▶ Exercise directions: Please return only the lines from the one holding "proved is on" through the one holding "review of the", exactly as they appear in the records below, both ends included.

____

PR #1447, opened 2026-08-24
fix(hooks): offline allowlist so a transient ls-remote failure doesn't re-prompt an approved branch push

WingedGuardian:
## Problem

The push-approval hook prompts only on a branch's **first** push; a re-push of
fixes to the same, already-published branch must be silent. But the "already on
the remote?" check is a live `git ls-remote` that fail-closes to a **prompt** on
any network hiccup, so a flaky network re-prompted every re-push — the
first-push-only guarantee was network-fragile.

## What this does

- **`scripts/hooks/push_allowlist.py`** (new, stdlib-only): a local allowlist
  that caches the confirmed-on-remote fact in `~/.genesis/pushed_branches.json`,
  so re-pushes are decided **offline**. `is_recorded` / `record`, keyed on
  `(branch, push-URL set)` — never the remote name, so the same branch name on a
  different repo is never conflated. 90-day prune on write; atomic
  `tmp` + `os.replace`; fail-open everywhere (a corrupt/absent file can only
  cause a redundant prompt).
- **`scripts/hooks/git_push_guard.py`**: the non-force re-push arm now checks the
  allowlist offline first, falls back to the live `ls-remote` leg, and records on
  a **HIT** (the sole writer). A guarded import degrades to the pure `ls-remote`
  path if the module is broken/absent — mirroring the existing `review_state`
  soft-import (a raising hook import exits 1 → CC treats non-2 as non-blocking →
  every fail-closed gate would silently vanish).

## Security invariant

The allowlist can **only** relax a re-push of a branch a live `ls-remote` just
proved is on the remote (i.e. already approved on its first push) — it can never
authorize a genuine first push. Force pushes, dispatched sessions, and pushes to
`main`/`master` are hard-blocked **before** this arm; the allow is deferred so a
compound `git push … && git commit --no-verify` still hard-blocks. A security
review of the diff confirmed the invariant holds (no CRITICAL/HIGH).

Consumer-side recording only — a pre-implementation architecture review found
that a PostToolUse recorder keyed on the current branch could mis-seed a
never-pushed branch into a silent first push; it was dropped, removing that
class entirely.

Conscious tradeoff (documented): a recorded branch stays trusted for the 90-day
window even if its remote copy is later deleted — a liveness check would
reintroduce the network dependency this change removes.

## Tests

16 unit (`test_push_allowlist.py`) + 5 integration (`test_push_create_override.py`,
including offline-allow when `ls-remote` fails, verify-RED'd RED→GREEN) + a
home-isolation guard. 93 push-gate + 593 sibling guard/`test_scripts` tests
green; ruff clean; no writes to the real `~/.genesis`.

Ledger: fb8b780245cc4e1b9e8a9160fbfaee54

https://claude.ai/code/session_012NPVb1ckaMnde48hzvumyt

### DIFF
--- a/CHANGELOG.md
+++ b/CHANGELOG.md
@@ -49,8 +49,20 @@ Versioning follows Genesis release stages (v3.0a → v3.0b → v3.1 → v4.0a…
 
 ### Fixed
 
-- **A scheduled job that has run repeatedly but never once succeeded now raises a
-  health alert.** Such a job was invisible to every alarm: the "silently failing"
+- **A transient `git ls-remote` failure no longer re-prompts an already-approved
+  branch push.** The push-approval hook prompts only on a branch's FIRST push; a
+  re-push of fixes to the same, already-published branch should be silent. But the
+  "already on the remote?" check was a live `git ls-remote` that fail-closes to a
+  prompt on any network hiccup, so a flaky network re-prompted every re-push. A new
+  stdlib allowlist (`scripts/hooks/push_allowlist.py`, state in
+  `~/.genesis/pushed_branches.json`) caches the confirmed-on-remote fact locally so
+  re-pushes are decided OFFLINE. It is keyed on (branch, remote push-URL set) — never
+  the remote name — so the same branch name on a different repo is never conflated,
+  and it is written ONLY on a live ls-remote HIT (which proves the branch is already
+  on the remote), so it can never authorize a genuine first push. Corrupt/absent
+  state and any error fail OPEN to the existing prompt path; entries expire after 90
+  days (a recorded branch stays trusted for that window even if its remote copy is
+  later deleted). Such a job was invisible to every alarm: the "silently failing"
   check needs a prior success to measure a gap against, and the consecutive-failure
   counter resets on every restart. So a job that failed from its very first run —
   e.g. a daily actuator whose external login expired on day one — could fail silently
--- a/CHANGELOG.md
+++ b/CHANGELOG.md
@@ -62,7 +62,9 @@ Versioning follows Genesis release stages (v3.0a → v3.0b → v3.1 → v4.0a…
   on the remote), so it can never authorize a genuine first push. Corrupt/absent
   state and any error fail OPEN to the existing prompt path; entries expire after 90
   days (a recorded branch stays trusted for that window even if its remote copy is
-  later deleted). Such a job was invisible to every alarm: the "silently failing"
+  later deleted).
+- **A scheduled job that has run repeatedly but never once succeeded now raises a
+  health alert.** Such a job was invisible to every alarm: the "silently failing"
   check needs a prior success to measure a gap against, and the consecutive-failure
   counter resets on every restart. So a job that failed from its very first run —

____

▶ Reply to the task:
proved is on the remote (i.e. already approved on its first push) — it can never
authorize a genuine first push. Force pushes, dispatched sessions, and pushes to
`main`/`master` are hard-blocked **before** this arm; the allow is deferred so a
compound `git push … && git commit --no-verify` still hard-blocks. A security
review of the diff confirmed the invariant holds (no CRITICAL/HIGH).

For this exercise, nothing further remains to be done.